「家庭礼拝の手がかり/亡き兄の信仰」(桜井五郎)

現在では戦災の焼跡に、キリスト教関係の小さな事務所らしいものが一棟建てられてある様です。

 いまも忘れる事の出来ないのは、その寄宿舎の一部屋に掲げられたイエスの絵で、茨の冠をかむり、いかにも憂に沈んだその姿は、未信の私にも印象的にうつりました。

その様な環境で、兄は礼拝に加わり、日曜学校を助け、クリスマスの集りなどもしていたということを私はあとで知ったのでした。

 夏休みに帰省した時など、兄はよく離れ家の一室で黙々として聖書を勉強していました。兄の遺した旧新約聖書や英和新約聖書は、殆どどの頁も赤線が引かれてあります。しかし熱心に聖書を読み、寄宿舎では福音のあかしをした兄も、家族に対しては、特にキリスト教のことは語りませんでした。家族としても格別に関心は示さず、といって無理解だったわけでもなかったでしょうが、兄としては、家族よりも他に切迫した使命を負わされていたのかも知れません。

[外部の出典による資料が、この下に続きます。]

PR #4511, opened 2022-01-12
Missing dispatched events with assertDispatchedBrowserEvent() returns in undefined array key

ahinkle:

Probably so - helps with assertion testing.

Yes.

No, one singular change.

Yes.

This PR resolves a small bug with `assertDispatchedBrowserEvent()`. If you return a component with no dispatched events, an Error Exception from the framework will occur (vs. a failed PHPUnit assertion)
```
ErrorException: Undefined array key "dispatches"

src/Testing/Concerns/MakesAssertions.php:228
```

If other browser events are fired, this will be fine, but this PR allows the failed assertion to return.


calebporzio:
Good with me. Thanks!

 この様なわけで、私自身も兄の信仰を語りつぐ資格はないのですが、兄の遺した聖書について見ますと、その信仰の一面が分る様に思われます。兄は理科系の為に専門書もありますが、それにも増して兄が集めた多くのキリスト教関係の書籍は、無教会の信仰を中心としていたものの様に思われるのです。と申しても、それは私が信仰を与えられてから、少しずつ分って来たものであって、当時は兄の蔵書もあまり関心の的ではありませんでした。

 それが今では私の本棚にも何冊かが並び、私の勉強を助けてくれています。数巻の内村全集、黒崎先生の新約注解や希和索引、ヒルティ宗教論文集、その他のものすべて、私の為に兄が準備してくれた様なものであります。私は時折帰省しては、兄の本棚の前に座り、この様な本もあったのか、これも読んでいたのかといって、その度毎に眼をひらかれております。

 兄は卒業後僅かの間地方の軍需工場に勤務し、結婚もしない内に、航空通信兵として応召し、三十二才の短かい生涯を終えたのでした。ですからこの世的には目立った仕事も出来ずに召されて行った一人でありましょう。また兄の入信の動機等については記録も残されているわけでもなく、知る由もありませんが、それだけに不思議な事として私は何とかしてしらべて見ようとも考えております。筑波山の南の一寒村に生まれた兄が、上京して僅かの間にキリストの福音に接したということは奇蹟的のことの様に思われます。しかもその兄から聖書や福音について直接聞くこともなく、兄の聖書を読む姿だけしか知らなかった私が、兄の死後十年近く経ってから兄の信じたキリスト教へ、それも教会を通してでなく、始めから無教会の信仰に導かれたのは、当然かも知れないが、何といっても兄の無言の霊による招きがあったからだと思います。

 私の入信の動機については、いま多くを語るいとまを持ちませんが、長らく聖書を読み度いという意欲を実限出来ないでいたものが、ある時仕事上の不安感から聖書に救いを求めようという気になり、ひとりで読み始めたのでした。その様なさまよいの中にも、他へ走らず聖書に眼を向ける道を選ぶことが出来たのは、少年の頃兄の聖書に対する非常に熱心敬虔な態度にふれていたからに外ならないと思います。

 兄の聖書勉強は私が救われる為にも必要だったのだと思います。そこに神の偉大な摂理の示されていることを私は信じます。

 隠れたところに働き給う神のみわざを証しし、救われた者としての感謝を捧げ度く、福音を信じて召された一人の兄の生涯を短く綴りました。

 「今いまし、昔いまし、やがて来たるべき全能者」に御栄えあれと祈ります。